**WHAT THE TASK ASKS:** Your task is to reproduce exactly the lines that run from the beginning of the data through the line where "- Add opt-in" appears.

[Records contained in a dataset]
PR #1668, opened 2021-10-13
Content-Security-Policy changes

richnew10:
This PR:

* Fixes some errors in the CSP guide, which included untested CSP.
* Extends our CSP to reflect necessary changes to support Amazon Voice Focus in Chrome 95 and later.
* Augments the CSP and Voice Focus guides accordingly.
* Introduces generated CSP for the meeting demo.

Note that the Webpack config is forked to make this work: Webpack by default uses `eval` to load code in development mode, which naturally breaks completely when our CSP is enforced!

**Testing:**

Yes: load the demo app in any browser, check the Web Audio checkbox, and see if Voice Focus appears on the next screen. Check the Voice Focus box and make sure that speech still makes the green indicator fire.

**Checklist:**

No; demo-only change.

> 2. Do you add, modify, or delete public API definitions? If yes, has that been reviewed and approved?

No.

> 3. Do you change the wire protocol, e.g. the request method? If yes, has that been reviewed and approved?

No.

---

### DIFF
--- a/CHANGELOG.md
+++ b/CHANGELOG.md
@@ -19,9 +19,9 @@ and this project adheres to [Semantic Versioning](https://semver.org/spec/v2.0.0
 
 ### Fixed
 
+- Amazon Voice Focus now works in Chrome 95 or later: WebAssembly policy changes required a change in how modules were loaded. This requires additional Content Security Policy changes, which are documented in the [CSP guide](https://aws.github.io/amazon-chime-sdk-js/modules/contentsecurity_policy.html) and the [Amazon Voice Focus guide](https://aws.github.io/amazon-chime-sdk-js/modules/amazonvoice_focus.html).
 - Add safeguard in `ReceivedVideoInputTask` to prevent crashing when video input stream does not contain any video track.
 - Add missing `captureOutputPrefix` param for SDK demo app in release script.
-- Amazon Voice Focus now works in Chrome 95 or later: WebAssembly policy changes required a change in how modules were loaded.
 - Add opt-in region `eu-south-1` to meetings demo in deploy-canary-demo script to support media capture canary.
 - Fix bug: DOMException: The play() request was interrupted by a new load request. https://goo.gl/LdLk22.
 - Fix `removeObserver` function in `DefaultVideoTransformDevice`.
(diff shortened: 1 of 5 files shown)


richnew10:
> Integration test failed in messaging with error: `Module not found: Error: Can't resolve 'util' in '/home/runner/work/amazon-chime-sdk-js/amazon-chime-sdk-js/demos/browser/node_modules/aws-sdk/lib'`

Yeah, the AWS SDK is causing problems again.

demos/browser/webpack.config.hot.js
```diff
@@ -0,0 +1,107 @@
+// Copyright Amazon.com, Inc. or its affiliates. All Rights Reserved.
+// SPDX-License-Identifier: Apache-2.0
+
+/**
+ * This file is a fork of webpack.config.js. 
+ * My apologies.
```
LeviSklaroff, line 6: We should probably note to make changes in both files when applicable here as well.

demos/browser/webpack.config.js
```diff
@@ -1,20 +1,57 @@
...
+
+  // Script hashes/nonces are not emitted for script-src-elem, so just add unsafe-inline.
+  'script-src-elem': "'self' https://*.sdkassets.chime.aws 'unsafe-inline'",
+  'worker-src': "'self' blob:",
+  'child-src': "'self' blob:",
+};
+
+// Modify our basic CSP to allow several things:
+// 1. Access to gamma assets for testing.
+csp['connect-src'] += ' https://*.sdkassets.gchime.aws';
```
LeviSklaroff, line 35: I don't think it's super necessary, but with the asset pipeline being used more often and gamma being blocked, it might be nice to be able to test with alpha as well.

richnew10: My hope is that this is sufficiently clear that devs can change it to their local test servers or to other CDNs as needed. This should be enough for routine QA.

demos/browser/webpack.config.hot.js
richnew10: Got another run, so done.

LeviSklaroff (approved):

PR #5550, opened 2024-09-12
Content builder

kanwarujjaval:


frontend/express/public/stylesheets/vue/clyvue.scss
```diff
@@ -4186,6 +4186,8 @@
 .cly-vue-content-builder {
     position: absolute;
     z-index: 2001;
+    // z-index: 2006;
+    // z-index: 9999999;
```
gabrieloliveirapinto, line 4190: If we do not need this code, we should remove it.

Not a blocking change.

api/utils/countlyFs.js
```diff
@@ -316,6 +316,60 @@ countlyFs.gridfs = {};
...
+    /**
+     * Update file fields by ID
+     * @param {string} category - collection where the file is stored
+     * @param {string} id - file id
+     * @param {object} updateFields - fields to update
+     * @param {function} callback - function called when updating was completed or errored, providing error object as first param
+     * @example
+     * countlyFs.gridfs.updateFileById("test", "66d6c2d770434130c03b7dae", { filename: "newname.png", "metadata.tags": "newtag" }, function(err){
+     *   console.log("Update finished", err);
+     * });
```
gabrieloliveirapinto, line 328: If we do not need this code, we should remove it.

Not a blocking change

gabrieloliveirapinto (approved):

PR #5584, opened 2024-09-19
[SER-1922] add audit logs to hook create edit delete actions

umtcntp:


ArtursKadikis (changes requested):
needs to pass linter

ArtursKadikis (changes requested):
We want to use localization for our audit log entries. 

For that to happen properly, you need to specify localization in the following form:
localization in this form: systemlogs.action.{ACTION}

An example of that can be seen here:
https://github.com/Countly/countly-server/blob/master/plugins/views/frontend/public/localization/views.properties#L67-L68

In your case and "action" is smth like "hook_updated". So you would have the localization entry with the following key:
systemlogs.action.hook_updated

This will then allow it to be automatically be picked up by the system.

Let us also add the "_id" for both creation and updating. That is useful debugging information.

We can also remove the audit entry for "hook_list_viewed". This would not be relevant to the audit log and too spammy.

umtcntp:
The audit logs used are kept in params. The params object holds the details of the operation performed on the hook (updated, created, status updated). The example of hook_created log look like;

 "created": {
      "_id": {
        "$oid": "66ebff11cca4c7bb8a60cdcf"
      },
      "name": "Hello",
      "description": "ff",
      "apps": [
        "65f97d5e0abccaceec50f9d8"
      ],
      "trigger": {
        "type": "IncomingDataTrigger",
        "configuration": {
          "event": [
            "65f97d5e0abccaceec50f9d8****"
          ],
          "filter": "{\"dbFilter\":{}}"
        }
      },
      "createdBy": {
        "$oid": "65f97d56559a0a4974db780a"
      },
      "createdByUser": "",
      "effects": [
        {
          "type": "CustomCodeEffect",
          "configuration": {
            "code": "r"
          }
        }
      ],
      "enabled": true,
      "created_at": 1726742289847
    }

ArtursKadikis (changes requested):
Let us change "update", "created". Let us add comments for example values that would be in those variables

PR #5611, opened 2024-09-30
[QT-227] Verify that the Community Edition screens that includes data, can be opened as error-free - VOL 4

can-angun:
https://countly.atlassian.net/browse/QT-227


savascountly (approved):
Good job!

PR #5612, opened 2024-09-30
[SER-1635] alert testing edit columns icon is missing on alert home page

ekin-burak:


cihadtekin (approved):
column ordering is not working. but its not something related to alerts, global component needs to be fixed afaik

PR #5629, opened 2024-10-04
[dashboards] Update code for latest mongo driver

John-Weak:
Before mogo driver update we used to recieve object like this:

image

After update:
image


widatama:
Please add the tests for update and remove widget

PR #5651, opened 2024-10-08
[SER-1556] Frontend mix 1. Fix insufficient null checks

YavuzYilmazz:


api/parts/data/fetch.js
cihadtekin, line 1: there should be a "returnOutput" kind of function ran here even if there was an error (eg: check the body of fetch.fetchJobs). but this check can be completely removed by just removing the first "?" in front of the "params" inside if condition, since params is required in fetchTimeObj and is not optional anyway

frontend/express/public/core/events/javascripts/countly.details.models.js
cihadtekin, line 1: context is not optional here

cihadtekin (changes requested):
please update the pr according to the comments

cihadtekin (approved):

PR #5676, opened 2024-10-14
[QT-232] Verify that the Community Edition screens that includes data, can be opened as error-free - VOL 5

can-angun:
https://countly.atlassian.net/browse/QT-232


savascountly (approved):
You always do amazing job!

PR #5698, opened 2024-10-22
[SER-1550] API common. Fix insuficient null checks

YavuzYilmazz:


api/utils/common.js
cihadtekin, line 1: I think with this update, if params is not passed to the function, request will just hang since there's nothing ending "res".
to me, completely removing the nullcheck for params from the if condition would be the best approach here

cihadtekin (changes requested):
please update according to the comment on file

PR #5732, opened 2024-11-05
[SER-2118] Improve script to fetch event deletion list from countly.events and drill_meta

ayasayadi1:


Cookiezaurs (changes requested):
Clear out duplicates from event list before processing

Cookiezaurs (approved):

PR #5740, opened 2024-11-07
[SER-2116] Show a flex banner on sidebar for CE

ayasayadi1:


Cookiezaurs (changes requested):
Banner goes over sidebar menu covering some options.

Cookiezaurs (approved):

PR #5756, opened 2024-11-11
[QT-235] Fix error: The Chrome Renderer process just crashed.

can-angun:
https://countly.atlassian.net/browse/QT-235


savascountly (approved):
Good job!

PR #5759, opened 2024-11-12
Add session check to formdata

John-Weak:


frontend/express/app.js
```diff
@@ -603,6 +603,10 @@ Promise.all([plugins.dbConnection(countlyConfig), plugins.dbConnection("countly_
     app.use(function(req, res, next) {
         var contentType = req.headers['content-type'];
         if (req.method.toLowerCase() === 'post' && contentType && contentType.indexOf('multipart/form-data') >= 0) {
+            if (!req.session?.uid || Date.now() > req.session?.expires) {
```
kanwarujjaval, line 606: wouldn't it be better to use checkRequestForSession? method also handles frontend redirects and extendSession?

John-Weak: we can use [checkRequestForSession](https://github.com/Countly/countly-server/blob/johnWeak-master/frontend/express/app.js#L772) if we change it to accept a callback function,
but since it is a middleware function I decided not to do that.

Cookiezaurs (approved):

frontend/express/app.js
John-Weak: We explored alternate fix as well (rearranging middlewares),
but it would need more testing since alot of things might break, so the current way is the best way to solve it quickly since it also checks for valid session

ArtursKadikis (approved):

PR #288, opened 2017-11-23
Test node user data

belluzj:
This add a test for #286 and integrates pending changes from #277

### DIFF
--- a/Lib/glyphsLib/classes.py
+++ b/Lib/glyphsLib/classes.py
@@ -1158,7 +1158,7 @@ class GSFontMaster(GSBase):
         "iconName": str,
         "id": str,
         "italicAngle": float,
-        "name": str,
+        "name": unicode,
         "userData": dict,
         "verticalStems": int,
         "visible": bool,
@@ -2717,7 +2717,7 @@ class GSFont(GSBase):
     }
     _wrapperKeysTranslate = {
         ".appVersion": "appVersion",
-        "fontMaster": "_masters",
+        "fontMaster": "masters",
         "unitsPerEm": "upm",
         "gridSubDivision": "gridSubDivisions"
     }
--- a/Lib/glyphsLib/classes.py
+++ b/Lib/glyphsLib/classes.py
@@ -16,18 +16,19 @@
 # limitations under the License.
 
 from __future__ import print_function, unicode_literals
-import re, math, inspect
+
+import re
+import math
+import inspect
 import traceback
 import uuid
 import logging
 import glyphsLib
 from glyphsLib.types import (
     transform, point, rect, size, glyphs_datetime, color, floatToString,
-    readIntlist, writeIntlist, needsQuotes, feature_syntax_encode, baseType,
-    encode_dict_as_string_for_gsnode, decode_dict_as_string_from_gsnode
-)
+    readIntlist, writeIntlist, baseType)
 from glyphsLib.parser import Parser
-from glyphsLib.writer import Writer
+from glyphsLib.writer import Writer, escape_string
 from collections import OrderedDict
 from fontTools.misc.py23 import unicode, basestring, UnicodeIO, unichr, open
 from glyphsLib.affine import Affine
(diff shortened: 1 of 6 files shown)


Lib/glyphsLib/classes.py
```diff
@@ -1297,8 +1298,8 @@ def width(self, value):
 
 
 class GSNode(GSBase):
-    _rx = '([-.e\d]+) ([-.e\d]+) (LINE|CURVE|QCURVE|OFFCURVE|n/a)'\
-          '(?: (SMOOTH))?(?: (\{.*\}))?'
+    _rx = '"([-.e\d]+) ([-.e\d]+) (LINE|CURVE|QCURVE|OFFCURVE|n/a)'\
+          '(?: (SMOOTH))?(?: (\{(?:.|\\n)*\}))?"'
```
anthrotype: `re.DOTALL` flag makes the dot also match newlines
https://docs.python.org/3.7/library/re.html#re.DOTALL

Lib/glyphsLib/classes.py
```diff
@@ -1418,6 +1418,36 @@ def connection(self):
...
+        encoded such that it can be included in the string representation
+        of a GSNode."""
+        # Strip the first and last newlines
+        if value.startswith('{\n'):
+            value = '{' + value[2:]
+        if value.endswith('\n}'):
+            value = value[:-2] + '}'
+        value = value.replace('"', '\\"')
+        value = value.replace('\n', '\\n')
+        return value
```
anthrotype: I wonder if instead of all this string copies and consecutive calls to `.replace()` would be more efficient to use the re.sub approach (with a callable `repl` function that takes the match object and returns a string, like the `_decode_dict_as_string` does)

Lib/glyphsLib/writer.py
```diff
@@ -166,3 +164,64 @@ def dumps(obj):
...
+    True, True, True, True, True, True, True, True,
+    True, True, True, False, False, False, False, False
+    )
+
+
+def _needs_quotes(string):
+    if len(string) == 0:
+        return True
+    if not isinstance(string, (str, unicode)):
+        return False
```
anthrotype: the argument name is "string". How can something that is called "string" not be an instance of (str, unicode)?
also, `_needs_quotes` is called below, after the very same isinstance test, so this additional check seems redundant to me. If anything should be an assert

Lib/glyphsLib/writer.py
```diff
@@ -166,3 +164,64 @@ def dumps(obj):
...
+    # Does it need quotes because it could be confused with a number?
+    i = None
+    try:
+        i = int(string)
+    except:
+        pass
+    if i is not None:
+        return True
+
+    return False
```
anthrotype: yes, it means that if a string only contains numbers, then i must be quoted to avoid confusing it with a number number.

this is better 

```python
try:
    int(string)
except ValueError:
    return False
else:
    return True
```

Lib/glyphsLib/writer.py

**PROBLEM SOLUTION:**
PR #1668, opened 2021-10-13
Content-Security-Policy changes

richnew10:
This PR:

* Fixes some errors in the CSP guide, which included untested CSP.
* Extends our CSP to reflect necessary changes to support Amazon Voice Focus in Chrome 95 and later.
* Augments the CSP and Voice Focus guides accordingly.
* Introduces generated CSP for the meeting demo.

Note that the Webpack config is forked to make this work: Webpack by default uses `eval` to load code in development mode, which naturally breaks completely when our CSP is enforced!

**Testing:**

Yes: load the demo app in any browser, check the Web Audio checkbox, and see if Voice Focus appears on the next screen. Check the Voice Focus box and make sure that speech still makes the green indicator fire.

**Checklist:**

No; demo-only change.

> 2. Do you add, modify, or delete public API definitions? If yes, has that been reviewed and approved?

No.

> 3. Do you change the wire protocol, e.g. the request method? If yes, has that been reviewed and approved?

No.

---

### DIFF
--- a/CHANGELOG.md
+++ b/CHANGELOG.md
@@ -19,9 +19,9 @@ and this project adheres to [Semantic Versioning](https://semver.org/spec/v2.0.0
 
 ### Fixed
 
+- Amazon Voice Focus now works in Chrome 95 or later: WebAssembly policy changes required a change in how modules were loaded. This requires additional Content Security Policy changes, which are documented in the [CSP guide](https://aws.github.io/amazon-chime-sdk-js/modules/contentsecurity_policy.html) and the [Amazon Voice Focus guide](https://aws.github.io/amazon-chime-sdk-js/modules/amazonvoice_focus.html).
 - Add safeguard in `ReceivedVideoInputTask` to prevent crashing when video input stream does not contain any video track.
 - Add missing `captureOutputPrefix` param for SDK demo app in release script.
-- Amazon Voice Focus now works in Chrome 95 or later: WebAssembly policy changes required a change in how modules were loaded.
 - Add opt-in region `eu-south-1` to meetings demo in deploy-canary-demo script to support media capture canary.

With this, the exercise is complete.